José Zepeda: Sr. Maira, por lo menos fuera de Chile se constata una creciente simpatía internacional hacia la causa marítima de Bolivia. Usted está consciente de esta simpatía.
Luis Maira: Yo creo que es una vieja simpatía. La guerra entre Chile, Perú y Bolivia llamada Guerra del Pacífico, en 1879, tuvo como uno de sus desenlaces la pérdida de mediterraneidad boliviana. Hay simpatía de que Bolivia pueda encarar esa situación, pero es también un viejo asunto que tiene más de un siglo.
José Zepeda: El gobierno chileno ha insistido históricamente que no tiene ningún tema pendiente con Bolivia.
Luis Maira: Efectivamente es así. Yo creo que también del lado boliviano hay ese reconocimiento. El tratado fue firmado en 1904, ratificado en su momento por los dos congresos. La aceptación y vigencia de los tratados es un tema básico en el Derecho Internacional. Por lo tanto, el tema no tiene por ese lado ningún flanco posible.
¿Y por otro lado sí?
Por otro lado, que es un lado distinto yo creo, es el que permitiría ver el asunto con otros ojos. El tema de Bolivia es un problema objetivo que puede ser resuelto en un contexto de integración regional latinoamericana, que también beneficiaría a otro de los países que forman parte del sector medio de la América del Sur. Bolivia, encontraría si tuviera una mejor correlación con su demás vecinos y una salida de condiciones y facilidades marítimas, con o sin soberanía - ese no es el tema central - posibilidades de superar sus condiciones de atraso y subdesarrollo. Eso también beneficiaría al norte de Chile, al sur de Perú, al noreste argentino, al sur de Brasil, a Paraguay y a Bolivia. Es un complejo de territorios de distintos países que no tienen hoy día integración física, que no tienen vías que los comuniquen, la posibilidad de un proyecto que permita ligar el Pacífico y el Atlántico, beneficiaría igualmente a Bolivia y sólo en un contexto moderno de integración y no en un contexto viejo de soberanía, es como pensamos los chilenos que el tema podría ser resuelto.

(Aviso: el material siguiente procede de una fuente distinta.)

PR #281, opened 2020-09-04
Ability for MSP Admin login or execute commands as MC

maksimu:


keepercommander/commands/enterprise.py
```diff
@@ -242,7 +242,7 @@ def __init__(self):
         self.team_keys = {}
 
     def execute_args(self, params, args, **kwargs):
-        if params.enterprise:
+        if params.enterprise or params.enterprise_id > 0:
```
sk-keeper: It looks like this change is not needed. If params.enterprise_id > 0 then params.enterprise should always be populated.

keepercommander/cli.py
```diff
@@ -70,7 +78,86 @@ def display_command_help(show_enterprise = False, show_shell = False):
...
+            mc_id = int(mc_id.split()[1])                      # get just the ID
+        except AttributeError:
+            logging.error("No Managed company provided")  # apply your error handling
+            raise
+
+        cur_msp_params = params if msp_params is None else params
+
+        query_enterprise(cur_msp_params)
+        query_msp(cur_msp_params)
+
```
sk-keeper: "query_enterprise" may take awhile to complete. 
Is it really needed in this context?
We are switching to MC and we are going to load MC data anyway.
We need to reload enterprise data when we back to MSP, though.

maksimu: This was done to make sure data is refreshed even when switching. Removed these lines.
Also added reload of the data when switching back to MSP

keepercommander/commands/enterprise.py
maksimu: This check was done before synching of the data was added to another method. Removed.

PR #284, opened 2020-09-07
Admin device approval

sk-keeper:


keepercommander/params.py
```diff
@@ -97,7 +97,6 @@ def __init__(self, config_filename='', config=None, server='https://keepersecuri
         self.enterprise = None
         self.enterprise_id = 0
         self.msp_tree_key = None
-        self.msp = None
         self.prepare_commands = False
```
sk-keeper, line 100: It looks like msp is not used in the code

keepercommander/api.py
```diff
@@ -1691,7 +1692,7 @@ def fix_data(d):
 
     request = {
         'command': 'get_enterprise_data',
-        'include': ['managed_companies', 'licenses', 'nodes']
+        'include': ['managed_companies']
     }
```
sk-keeper, line 1696: MSP is the enterprise that supports an additional data type: managed_companies
Do we really need to put it to the separate method?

José Zepeda: Este punto parece fundamental. Dice Ud. con razón que el Derecho Internacional está allí ¿verdad? El tratado de 1904 que resolvió el problema desde el punto de vista jurídico, pero también es cierto que, durante más de 100 años ha ido creciendo este sentimiento boliviano de que su desarrollo o su falta de desarrollo es producto del vedado acceso al mar.

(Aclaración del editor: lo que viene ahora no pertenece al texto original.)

PR #291, opened 2020-09-29
Allow specifying path to config file as environment variable KEEPER_CONFIG_FILE

armarti:
I'd like to put something like in my shell's rc file, or maybe at the root of a deep git repo:

```
export KEEPER_CONFIG_FILE="$one_central_safe_place/.keeperrc.json"
```

Then I can run `keeper` anywhere in the filesystem and it'll always use that `.keeperrc.json` for reading / caching credentials.

I could see this as dangerous for a novice who might not realize they have very important credentials stored perhaps unprotected in clear text, but this tool seems to be targeted at tech professionals who ought to know how to take measured risks and what's safe and what's not.

I'll admit though I'm only barely familiar with KeeperCommander's API, so perhaps there's a security issue here I'm overlooking? Or is this a safe convenience to add?

Thanks,
DCM

### DIFF
--- a/README.md
+++ b/README.md
@@ -1197,7 +1197,7 @@ $ keeper --config=my_config_file.json
 
 ### Advanced Configuration File
 
-By default, Keeper will look for a file called ```config.json``` in the current working directory and it will use this file for reading and writing session parameters. For example, if you login with two factor authentication, the device token is written to this file. The configuration file loaded can also be customized through the ```config``` parameter. The config file can also be used to automate and schedule commands.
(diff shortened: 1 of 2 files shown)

¿No podría beneficiar a la integración regional el hecho de que los tres países, tanto Chile, como Perú, como Bolivia, buscasen una solución de soberanía para Bolivia?
Luis Maira: En mi opinión ese es un horizonte que no está excluido. El tema es que, si uno coloca delante el punto de la modificación de los tratados y pretende construir un cuadro de presión sobre un gobierno determinado, que en este caso es el chileno, para que Chile haga esa revisión, se anula completamente la posibilidad de un consenso político interno en Chile. Se divide la opinión pública chilena y se frustra cualquier posibilidad de tener una solución.
En el pasado siglo en cinco o seis ocasiones, ha habido momentos favorables para buscar una solución al problema de la mediterraneidad boliviana y siempre se ha frustrado por un tipo de compulsión y presión de la parte boliviana, que tiene que ver, habitualmente, con problemas internos domésticos bolivianos, en donde el tema de la salida al mar se usa para unificar y crear un consenso interno, o buscar actores externos.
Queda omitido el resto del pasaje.